PR #3973, opened 2026-01-21
build-rootfs: move buildroot-prep execution into build-rootfs

joelcapitao:
Move the buildroot-prep invocation from Containerfile into build-rootfs as a new run_buildroot_prep() function. This runs after inject_yumrepos() so that repos are available when buildroot-prep executes.

Also remove the cachi2 repo check from buildroot-prep since repo injection is now handled earlier in the build process by inject_yumrepos().

As a follow-up of #3723

Assisted-by: Claude (Opus 4)

### DIFF
--- a/build-rootfs
+++ b/build-rootfs
@@ -112,6 +112,13 @@ def inject_yumrepos(srcdir):
             shutil.copy(repo, "/etc/yum.repos.d")
 
 
+def run_buildroot_prep():
+    # This allows FCOS/SCOS/RHCOS to do specific things before the main
+    # build process. Runs after inject_yumrepos() so repos are available.
+    buildroot_prep = os.path.join(SRCDIR, 'buildroot-prep')
+    if os.path.isfile(buildroot_prep):
+        subprocess.check_call([buildroot_prep])
+
 def build_rootfs(target_rootfs, srcdir, manifest_name,
                  image_config, osid, stream, version,
                  strict_mode, passwd_group_dir, mutate_os_release):
--- a/buildroot-prep
+++ b/buildroot-prep
@@ -1,22 +1,16 @@
 #!/bin/bash
 set -euo pipefail
 
-# This script is called in the buildah path to modify the build environment
-# before entering the shared build-rootfs script. Example use cases are to
-# fast-track fixes or work around bugs.
+# This script is called very early in the buildah path from build-rootfs
+# after inject_yumrepos() to modify the build environment. Example use cases
+# are to fast-track fixes or work around bugs.
+# Note that any dowloaded packages here needs to be included in lockfiles (the main
+# or overrides one).
 
 arch=$(uname -m)
 . /etc/os-release
 
-# cachi2 is the repo Konflux injects when hermetic build is enabled and
-# is self-sufficient to pull all the required RPMs.
-if [ ! -f "/etc/yum.repos.d/cachi2.repo" ]; then
-    cp /src/fedora-coreos-continuous.repo /etc/yum.repos.d
-fi
-# NOTE: try to remove anything that queries repos here once it's no longer
-# needed so that we don't unnecessarily pay for repo metadata.
-
 # make sure we have https://github.com/coreos/rpm-ostree/pull/5454
 if ! rpm-ostree compose build-chunked-oci -h | grep -q -- --label; then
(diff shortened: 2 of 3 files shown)


jbtrystram (dismissed):

buildroot-prep
```diff
@@ -1,21 +1,13 @@
...
-# is self-sufficient to pull all the required RPMs.
-if [ ! -f "/etc/yum.repos.d/cachi2.repo" ]; then
-    cp /src/fedora-coreos-continuous.repo /etc/yum.repos.d
-fi
-# NOTE: try to remove anything that queries repos here once it's no longer
-# needed so that we don't unnecessarily pay for repo metadata.
-
 # make sure we have https://github.com/coreos/rpm-ostree/pull/5454
 if ! rpm-ostree compose build-chunked-oci -h | grep -q -- --label; then
     sudo dnf update rpm-ostree -y --repo fedora-coreos-continuous --releasever "$VERSION_ID"
```
dustymabe: I think we need to rework this slightly. In the very least `--repo fedora-coreos-continuous` needs to be removed.

dustymabe:
So.. I suggested this change and I still think we should merge it.

But.. I'd like to challenge us to think about the problems we are trying to solve here and understand the limitations of the new scheme (which is required by the constraints we are trying to fit into with hermetic builds).

Given the new flow we can't really (I think) override the buildroot (bootc base image conainer we are using for the build) with any RPMs that we don't also ship in the actual CoreOS payload. Is my understanding correct?

Also, we can't override any RPM unless it's in the lockfiles that are then translated by some of the initial konflux steps. So would require us to update the lockfiles at the same time we update buildroot-prep, which I think is fine. I just want to make sure I understand correctly.

jbtrystram:
> Given the new flow we can't really (I think) override the buildroot (bootc base image conainer we are using for the build) with any RPMs that we don't also ship in the actual CoreOS payload. Is my understanding correct?

Yes. Well, maybe you could workaround this by an extra RPM in the overrides, so it's available during the container build, but if it's not specified in the manifests it's not going to be installed in the final rootfs. This would require testing.

> Also, we can't override any RPM unless it's in the lockfiles that are then translated by some of the initial konflux steps. So would require us to update the lockfiles at the same time we update buildroot-prep, which I think is fine. I just want to make sure I understand correctly.

Yes, correct. That said, with #3974 any changes in the override files will disable hermetic for the pipeline runs on the PR, so you can test that in the same PR :)

joelcapitao:
@dustymabe yes, you're right for both statement. Enabling hermetic constraints usage of `buildroot-prep`. I'll add a note in the script explaining that the packages install in the buildroot needs to be available in the lockfile (the main or override one).

> Yes, correct. That said, with https://github.com/coreos/fedora-coreos-config/pull/3974 any changes in the override files will disable hermetic for the pipeline runs on the PR, so you can test that in the same PR :)

I managed to make it work even when hermetic is enabled.

buildroot-prep
joelcapitao: I amended my commit to include your suggestion

dustymabe (approved):
LGTM

build-rootfs
```diff
@@ -112,6 +112,13 @@ def inject_yumrepos(srcdir):
             shutil.copy(repo, "/etc/yum.repos.d")
 
 
+def run_buildroot_prep():
```
jlebon, line 115: Hmm... this is not actually called anywhere?

jlebon (commented):
> Given the new flow we can't really (I think) override the buildroot (bootc base image conainer we are using for the build) with any RPMs that we don't also ship in the actual CoreOS payload. Is my understanding correct?

FWIW, this was exactly the use case I was trying out today as part of https://github.com/coreos/fedora-coreos-config/pull/3993 to use chunkah to split FCOS without shipping chunkah itself in FCOS. Not a blocker in this case because it's still a POC/WIP (and I think I'll end up proposing chunkah in the bootc base images), but regardless I think it'd be good to support this properly.

See also equivalent functionality in Hummingbird: https://hummingbird-project.io/docs/contributing/image-configuration-reference/#rpm_packagesbuild-deps.

build-rootfs
dustymabe: nope.. fixed in https://github.com/coreos/fedora-coreos-config/commit/7f4fdc769291c79f7f50a52aa8e8ba2016837fa8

□ □ □ □

• **Assignment**
Every record must appear in the answer exactly as it does above.

• **Written response**
PR #3973, opened 2026-01-21
build-rootfs: move buildroot-prep execution into build-rootfs

joelcapitao:
Move the buildroot-prep invocation from Containerfile into build-rootfs as a new run_buildroot_prep() function. This runs after inject_yumrepos() so that repos are available when buildroot-prep executes.

Also remove the cachi2 repo check from buildroot-prep since repo injection is now handled earlier in the build process by inject_yumrepos().

As a follow-up of #3723

Assisted-by: Claude (Opus 4)

### DIFF
--- a/build-rootfs
+++ b/build-rootfs
@@ -112,6 +112,13 @@ def inject_yumrepos(srcdir):
             shutil.copy(repo, "/etc/yum.repos.d")
 
 
+def run_buildroot_prep():
+    # This allows FCOS/SCOS/RHCOS to do specific things before the main
+    # build process. Runs after inject_yumrepos() so repos are available.
+    buildroot_prep = os.path.join(SRCDIR, 'buildroot-prep')
+    if os.path.isfile(buildroot_prep):
+        subprocess.check_call([buildroot_prep])
+
 def build_rootfs(target_rootfs, srcdir, manifest_name,
                  image_config, osid, stream, version,
                  strict_mode, passwd_group_dir, mutate_os_release):
--- a/buildroot-prep
+++ b/buildroot-prep
@@ -1,22 +1,16 @@
 #!/bin/bash
 set -euo pipefail
 
-# This script is called in the buildah path to modify the build environment
-# before entering the shared build-rootfs script. Example use cases are to
-# fast-track fixes or work around bugs.
+# This script is called very early in the buildah path from build-rootfs
+# after inject_yumrepos() to modify the build environment. Example use cases
+# are to fast-track fixes or work around bugs.
+# Note that any dowloaded packages here needs to be included in lockfiles (the main
+# or overrides one).
 
 arch=$(uname -m)
 . /etc/os-release
 
-# cachi2 is the repo Konflux injects when hermetic build is enabled and
-# is self-sufficient to pull all the required RPMs.
-if [ ! -f "/etc/yum.repos.d/cachi2.repo" ]; then
-    cp /src/fedora-coreos-continuous.repo /etc/yum.repos.d
-fi
-# NOTE: try to remove anything that queries repos here once it's no longer
-# needed so that we don't unnecessarily pay for repo metadata.
-
 # make sure we have https://github.com/coreos/rpm-ostree/pull/5454
 if ! rpm-ostree compose build-chunked-oci -h | grep -q -- --label; then
(diff shortened: 2 of 3 files shown)


jbtrystram (dismissed):

buildroot-prep
```diff
@@ -1,21 +1,13 @@
...
-# is self-sufficient to pull all the required RPMs.
-if [ ! -f "/etc/yum.repos.d/cachi2.repo" ]; then
-    cp /src/fedora-coreos-continuous.repo /etc/yum.repos.d
-fi
-# NOTE: try to remove anything that queries repos here once it's no longer
-# needed so that we don't unnecessarily pay for repo metadata.
-
 # make sure we have https://github.com/coreos/rpm-ostree/pull/5454
 if ! rpm-ostree compose build-chunked-oci -h | grep -q -- --label; then
     sudo dnf update rpm-ostree -y --repo fedora-coreos-continuous --releasever "$VERSION_ID"
```
dustymabe: I think we need to rework this slightly. In the very least `--repo fedora-coreos-continuous` needs to be removed.

dustymabe:
So.. I suggested this change and I still think we should merge it.

But.. I'd like to challenge us to think about the problems we are trying to solve here and understand the limitations of the new scheme (which is required by the constraints we are trying to fit into with hermetic builds).

Given the new flow we can't really (I think) override the buildroot (bootc base image conainer we are using for the build) with any RPMs that we don't also ship in the actual CoreOS payload. Is my understanding correct?

Also, we can't override any RPM unless it's in the lockfiles that are then translated by some of the initial konflux steps. So would require us to update the lockfiles at the same time we update buildroot-prep, which I think is fine. I just want to make sure I understand correctly.

jbtrystram:
> Given the new flow we can't really (I think) override the buildroot (bootc base image conainer we are using for the build) with any RPMs that we don't also ship in the actual CoreOS payload. Is my understanding correct?

Yes. Well, maybe you could workaround this by an extra RPM in the overrides, so it's available during the container build, but if it's not specified in the manifests it's not going to be installed in the final rootfs. This would require testing.

> Also, we can't override any RPM unless it's in the lockfiles that are then translated by some of the initial konflux steps. So would require us to update the lockfiles at the same time we update buildroot-prep, which I think is fine. I just want to make sure I understand correctly.

Yes, correct. That said, with #3974 any changes in the override files will disable hermetic for the pipeline runs on the PR, so you can test that in the same PR :)

joelcapitao:
@dustymabe yes, you're right for both statement. Enabling hermetic constraints usage of `buildroot-prep`. I'll add a note in the script explaining that the packages install in the buildroot needs to be available in the lockfile (the main or override one).

> Yes, correct. That said, with https://github.com/coreos/fedora-coreos-config/pull/3974 any changes in the override files will disable hermetic for the pipeline runs on the PR, so you can test that in the same PR :)

I managed to make it work even when hermetic is enabled.

buildroot-prep
joelcapitao: I amended my commit to include your suggestion

dustymabe (approved):
LGTM

build-rootfs
```diff
@@ -112,6 +112,13 @@ def inject_yumrepos(srcdir):
             shutil.copy(repo, "/etc/yum.repos.d")
 
 
+def run_buildroot_prep():
```
jlebon, line 115: Hmm... this is not actually called anywhere?

jlebon (commented):
> Given the new flow we can't really (I think) override the buildroot (bootc base image conainer we are using for the build) with any RPMs that we don't also ship in the actual CoreOS payload. Is my understanding correct?

FWIW, this was exactly the use case I was trying out today as part of https://github.com/coreos/fedora-coreos-config/pull/3993 to use chunkah to split FCOS without shipping chunkah itself in FCOS. Not a blocker in this case because it's still a POC/WIP (and I think I'll end up proposing chunkah in the bootc base images), but regardless I think it'd be good to support this properly.

See also equivalent functionality in Hummingbird: https://hummingbird-project.io/docs/contributing/image-configuration-reference/#rpm_packagesbuild-deps.

build-rootfs
dustymabe: nope.. fixed in https://github.com/coreos/fedora-coreos-config/commit/7f4fdc769291c79f7f50a52aa8e8ba2016837fa8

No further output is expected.